Like nitrogen, phosphorus is involved with many vital plant processes. Within a plant, it is present mainly as a structural component of the nucleic acids: deoxyribonucleic acid (DNA) and ribonucleic acid (RNA), as well as a constituent of fatty phospholipids, that are important in membrane development and function. It is present in both organic and inorganic forms, both of which are readily translocated within the plant. All energy transfers in the cell are critically dependent on phosphorus. As with all living things, phosphorus is part of the Adenosine triphosphate (ATP), which is of immediate use in all processes that require energy with the cells. Phosphorus can also be used to modify the activity of various enzymes by phosphorylation, and is used for cell signaling. It is useful to apply a high phosphorus content fertilizer, such as bone meal, to perennials to help with successful root formation.

Potassium:                                                                                                                                      

Unlike other major elements, potassium does not enter into the composition of any of the important plant constituents involved in metabolism. Processes involving potassium include the formation of carbohydrates and proteins, the regulation of internal plant moisture, as a catalyst and condensing agent of complex substances, as an accelerator of enzyme action, and as contributor to photosynthesis, especially under low light intensity.

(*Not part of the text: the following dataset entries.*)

PR #296, opened 2022-12-11
Add 3.10 and 3.11 and remove 3.6 and 3.7 from test versions

schorrm:
* Switching to quotes, as is now necessary for 10/11 and might as well be uniform.
* Removing 3.6 and 3.7 as our dependencies have dropped support and we can't feasibly offer it.
* Go nuts on the walrus operator now I guess?


tjburch:
👍

Should also edit setup.py correspondingly to drop 3.6 and 3.7.

TheCleric (approved):

tjburch:
Is this good to go? @schorrm

PR #292, opened 2022-12-02
Add discord link (and new version number)

tjburch:
Adds new discord link to README. Won't merge until a couple developers join in to help with admin stuff. Also raises the version number on the readme to 2.3.3.

Will close #277.

PR #297, opened 2022-12-11
README rewrite

tjburch:
Overhaul README to be somewhat less verbose and to-the-point. Aimed to reduce the number of full dataframe printouts we had, raise the full docs folder to be more visible. Some notes:

- Removed the version number. It's on git, so it should be clear by the sidebar
- Removed the changelog link. Git has an internal changelog that we seem to be better about using.
- I think it makes sense for contributing.md to be a contributing guide rather than suggestions on things to add. So I wrote it as if that's the future paradigm. We'll need to update contributing.md correspondingly.

Has the discord link so supersedes #292. I'll take that one down.

### DIFF
--- a/README.md
+++ b/README.md
@@ -24,6 +24,10 @@ pip install -e .
 
 We will try to publish periodic updates through the 'releases' and PyPI CI, but it may lag at times.
 
+## Community
+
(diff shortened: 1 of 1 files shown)


schorrm:
LGTM in general, I would put the discord link at the top though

Potassium regulates the opening and closing of the stomata by a potassium ion pump. Since stomata are important in water regulation, potassium regulates water loss from the leaves and increases drought tolerance. Potassium deficiency may cause necrosis or interveinal chlorosis. The potassium ion (K⁺) is highly mobile and can aid in balancing the anion (negative) charges within the plant. Potassium helps in fruit coloration, shape and also increases its brix. Hence, quality fruits are produced in potassium-rich soils

Sulfur:                                                                                                                         

Sulfur is a structural component of some amino acids (including cysteine and methionine) and vitamins, and is essential for chloroplast growth and function; it is found in the iron-sulfur complexes of the electron transport chains in photosynthesis. It is needed for N₂ fixation by legumes, and the conversion of nitrate into amino acids and then into protein.^[18]

 

Calcium:

Calcium regulates transport of other nutrients into the plant and is also involved in the activation of certain plant enzymes. Calcium deficiency results in stunting. This nutrient is involved in photosynthesis and plant structure. Blossom end rot is also a result of inadequate calcium. Calcium in plants occurs chiefly in the leaves, with lower concentrations in seeds, fruits, and roots. A major function is as a constituent of cell walls.

Magnesium:

The outstanding role of magnesium in plant nutrition is as a constituent of the chlorophyll molecule. As a carrier, it is also involved in numerous enzyme reactions as an effective activator, in which it is closely associated with energy-supplying phosphorus compounds. Magnesium is very mobile in plants, and, like potassium, when deficient is translocated from older to younger tissues, so that signs of deficiency appear first on the oldest tissues and then spread progressively to younger tissues.